PR #1654, opened 2022-11-28
Handle `aria-describedby` in `OnePaneDialog` and `ModalDialog`, and remove unused aria props from Flow types

timmcca-be:
## Summary:
This allows us to add attributes like `aria-describedby` to the modal. Note that these props were already in the types, but did nothing.

Issue: TP-7580

## Test plan:
Open `ModalLauncher`'s "navigation with focus trap" story in Safari with VoiceOver enabled and verify that it reads the body text

### DIFF
--- a/packages/wonder-blocks-modal/src/components/__tests__/one-pane-dialog.test.js
+++ b/packages/wonder-blocks-modal/src/components/__tests__/one-pane-dialog.test.js
@@ -68,4 +68,21 @@ describe("OnePaneDialog", () => {
         // Assert
         expect(screen.getByLabelText("Breadcrumbs")).toBeInTheDocument();
     });
+
+    it("applies aria-describedby to the modal", () => {
+        // Arrange
+        render(
+            <OnePaneDialog
+                title="unused"
+                content={<p id="description">cool dialog</p>}
+                aria-describedby="description"
+            />,
+        );
+
+        // Act
+        const modal = screen.getByRole("dialog");
+
+        // Assert
+        expect(modal).toHaveDescription(/cool dialog/i);
+    });
 });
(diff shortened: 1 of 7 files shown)


packages/wonder-blocks-modal/src/components/modal-dialog.js
```diff
@@ -94,9 +86,8 @@ export default class ModalDialog extends React.Component<Props> {
                             {below && <View style={styles.below}>{below}</View>}
                             <View
                                 role={role}
+                                {...ariaProps}
```
jandrade, line 89: **suggestion:** It would be better to only pass what is needed. There are a lot of ARIA attributes that we surely won't need here.

jandrade (changes requested):
Requesting changes to revert these changes and only pass a subset of `ARIA` attributes.

Also, could you please add `aria-describedby` here?
https://github.com/Khan/wonder-blocks/blob/main/packages/wonder-blocks-modal/src/components/__docs__/one-pane-dialog.argtypes.js

packages/wonder-blocks-modal/src/components/__tests__/one-pane-dialog.test.js
```diff
@@ -68,4 +68,21 @@ describe("OnePaneDialog", () => {
...
+                content={<p id="description">cool dialog</p>}
+                aria-describedby="description"
+            />,
+        );
+
+        // Act
+        const modal = screen.getByRole("dialog");
+
+        // Assert
+        expect(modal).toHaveDescription(/cool dialog/i);
```
jandrade, line 86: **praise:** Neat! TIL about the `toHaveDescription` matcher.

packages/wonder-blocks-modal/src/components/modal-dialog.js
```diff
@@ -48,6 +47,21 @@ type Props = {|
      * Test ID used for e2e testing.
      */
     testId?: string,
+
+    /**
+     * The label for this dialog, if applicable.
+     */
+    "aria-label"?: string,
```
jandrade, line 54: **suggestion:** just a reminder about removing this prop (as you already suggested in Slack)

jandrade (approved):
Looks awesome! Thank you so much for implementing the changes and looking at the `aria-label` case 👏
********************
● **THE PROBLEM**: Look through the listing above. Pick out each line with "about" and copy it.

● **ANSWER AREA**:
jandrade, line 86: **praise:** Neat! TIL about the `toHaveDescription` matcher.
jandrade, line 54: **suggestion:** just a reminder about removing this prop (as you already suggested in Slack)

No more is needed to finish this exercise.